Take each line below that has "nLine" and copy it.

Input ->
- - - - - - -
PR #297, opened 2016-10-21
Version

taers232c:
Use string version rather than float.
This lets you have 3.72.0 or 3.72a; current scheme continues to work as well.

Add check to gam version  so user can determine if they're on latest version.
$ gam version check
GAM 3.72 - http://git.io/gam
Jay Lee <jay0lee@gmail.com>
Python 2.7.12 64-bit final
google-api-python-client 1.5.2
Darwin-15.6.0-x86_64-i386-64bit x86_64
Path: /Users/admin/Documents/GoogleApps/GAM
Version: Check, Current: 3.72, Latest: 3.71
$
Note that latest version at appspot is behind.

Handle bad data in lastupdatecheck.txt

### DIFF
--- a/src/gam.py
+++ b/src/gam.py
@@ -416,7 +416,7 @@ def indentMultiLineText(message, n=0):
   return message.replace(u'\n', u'\n{0}'.format(u' '*n)).rstrip()
 
 def showUsage():
-  doGAMVersion()
+  doGAMVersion(checkForCheck=False)
   print u'''
 Usage: gam [OPTIONS]...
 
--- a/src/gam.py
+++ b/src/gam.py
@@ -752,25 +752,18 @@ def SetGlobalVariables():
 
 def doGAMCheckForUpdates(forceCheck=False):
   import urllib2, calendar
-  try:
-    current_version = float(__version__)
-  except ValueError:
-    return
+  current_version = __version__
   now_time = calendar.timegm(time.gmtime())
   if not forceCheck:
-    last_check_time = readFile(GM_Globals[GM_LAST_UPDATE_CHECK_TXT], continueOnError=True, displayError=forceCheck)
-    if last_check_time == None:
-      last_check_time = 0
+    last_check_time_str = readFile(GM_Globals[GM_LAST_UPDATE_CHECK_TXT], continueOnError=True, displayError=forceCheck)
+    last_check_time = int(last_check_time_str) if last_check_time_str and last_check_time_str.isdigit() else 0
     if last_check_time > now_time-604800:
       return
   try:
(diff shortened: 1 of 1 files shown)


jay0lee:
Can we pass something like manual_check=1 to appspot query? That way I can return very latest for manual checks without needing to force update notifications for every update.

taers232c:
I'm not following. gam version check says show me my version and the latest version so I can decide if I want to got fetch an update. Otherwise, the functionality is the same as in the current version. doGAMCheckForUpdates checks lastupdate.txt and only goes to appspot if it's been a sufficiently long time since the last check.

jay0lee:
The idea is to let appspot respond to the weekly automatic check with one version but forced checks by the user with another. So when we release 3.8, I want to give it a week or so before annoying everyone with and upgrade dialog(and possible new bugs). The automatic check won't show an upgrade but the manual checks would (since admin running it seems to actually care about being on latest)

jay0lee:
nm, I'll implement it in a followup commit.

taers232c:
I see what you're saying now. So appspot would have two versions, ?manual_check=1 would get the latest and otherwise you'd get the previous version. After a week or so, you update appspot to return the save version in both cases.

jay0lee:
GitHub can do cool things:

https://developer.github.com/v3/repos/releases/

I just made a commit to switch to using these features. Now it's all automatic. I can do pre-releases and "gam version check' will show them but regular update check won't.

jay0lee:
I'm working to switch the appengine code to just point at the Github releases also but that will take a bit longer.

taers232c:
Very cool indeed, almost makes up for the GitHub bear chewing my foot occasionally.

in doPrinterRegister, change to GAL_LATEST_RELEASE
                 u'update_url': GAM_LATEST_RELEASE,

--
ross.scroggs@gmail.com

taers232c:
Suggestions:
Put a space after latest, then the two versions will line up.
     print u'Version Check\n Current: {0}\n Latest : {1}'.format(current_version, latest_version)
Put a newline after boring old version.
MESSAGE_HIT_CONTROL_C_TO_UPDATE = u'\n\nHit CTRL+C to visit the GAM website and download the latest release or wait 15 seconds continue with this boring old version.\nGAM won\'t bother you with this announcement for 1 week or you can create a file named noupdatecheck.txt in the same location as gam.py or gam.exe and GAM won\'t ever check for updates.'

--
ross.scroggs@gmail.com

taers232c:
Jay,

I've got a simple solution. Will make next PR.

Ross
--
ross.scroggs@gmail.com

PR #308, opened 2016-10-26
Handle newlines in CrOS notes field; fix print tokens to show clientId

taers232c:


jay0lee:
Did you confirm newlines show in admin console properly?  I could not get them to. API library always seems to double escape \n.

taers232c:
Jay,

$ ./gam.py update cros xxx notes 'SpareChromeBook01\nLine 1\nLine 2'
 updating xxx (1 of 1)
$ ./gam.py info  cros xxx
CrOS Device: xxx
  orgUnitPath: /Faculty
  annotatedLocation: 
  annotatedUser: 
  lastSync: 2016-10-17T06:18:34.478Z
  notes: SpareChromeBook01\nLine 1\nLine 2
  serialNumber: yyy
  status: ACTIVE
  model: Samsung Chromebook
  firmwareVersion: Google_Snow.2695.117.0
  platformVersion: 8530.96.0 (Official Build) stable-channel daisy
  osVersion: 53.0.2785.154
  bootMode: Verified
  macAddress: 5cf8a161bad6
  lastEnrollmentTime: 2015-01-09T22:41:50.065Z
  activeTimeRanges
    date: 2016-10-15
      activeTime: 8670255
      duration: 02:24:30
    date: 2016-10-16
      activeTime: 1865967
      duration: 00:31:05




Ross
--
ross.scroggs@gmail.com

jay0lee:
Did you confirm in admin console? I saw same results but admin console did not display properly.

jay0lee:
ok, seems to be working now, not sure why it didn't for me yesterday.

Regarding the other commit, I'd rather we return all items in the result rather than having a static list of which columns we'll include. That way if Google adds additional attributes to the response, GAM automatically includes them in the CSV results. Use flatten_json to deal with lists / dicts and exclude any items like kind and etag that are useless.

taers232c:
Generalized print/show tokens to not use explicit field list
- - - - - - -
Completed exercise ->
$ ./gam.py update cros xxx notes 'SpareChromeBook01\nLine 1\nLine 2'
  notes: SpareChromeBook01\nLine 1\nLine 2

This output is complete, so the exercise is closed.